_Work order_: Whenever a line contains "yaml", include it in the count; reply with the number of such lines in the data and nothing else.

_Data provided_:
PR #668, opened 2020-02-14
feat(XDG home): use XDG_CONFIG_HOME as default config location

### LINKED ISSUE #429: Use XDG_CONFIG_HOME for location of the `kn` config
## In what area(s)?

/kind feature

## Describe the feature:
Rather than contribute to the config pollution of the `$HOME` dir on Unix based systems can we following the [XDG Base Directory Specification](https://standards.freedesktop.org/basedir-spec/basedir-spec-latest.html)?

dsimansk:
Before proceeding further, I'd like to ask for feedback for the following change, especially to the deprecated fallback part and plugin dir handling. 

@rhuss @navidshaikh 
Does it seem like a right direction to go?

TODO:
* Update docs about config location
* Update help/usage messages with new default location
* Add tests

Fixes #429 

## Proposed Changes

* Change default config path to: 
  * `~/.config/kn` for unix-like OS 
  * `%APPDATA%\kn` for MS Win
* Respect env variable `XDG_CONFIG_HOME`
* Check for pre-existing configuration dir on deprecated location and fallback to it. Otherwise use XDG recommended default.

### DIFF
--- a/pkg/kn/core/root.go
+++ b/pkg/kn/core/root.go
@@ -140,8 +140,9 @@ func NewKnCommand(params ...commands.KnParams) *cobra.Command {
 	}
 
 	// Persistent flags
-	rootCmd.PersistentFlags().StringVar(&commands.CfgFile, "config", "", "kn config file (default is $HOME/.kn/config.yaml)")
-	rootCmd.PersistentFlags().StringVar(&p.KubeCfgPath, "kubeconfig", "", "kubectl config file (default is $HOME/.kube/config)")
+	rootCmd.PersistentFlags().StringVar(&commands.CfgFile, "config", "", "kn config file (default is "+
+		filepath.Join(commands.Cfg.DefaultConfigDir, "config.yaml")+")")
+	rootCmd.PersistentFlags().StringVar(&p.KubeCfgPath, "kubeconfig", "", "kubectl config file (default is ~/.kube/config)")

_Answer space_: 2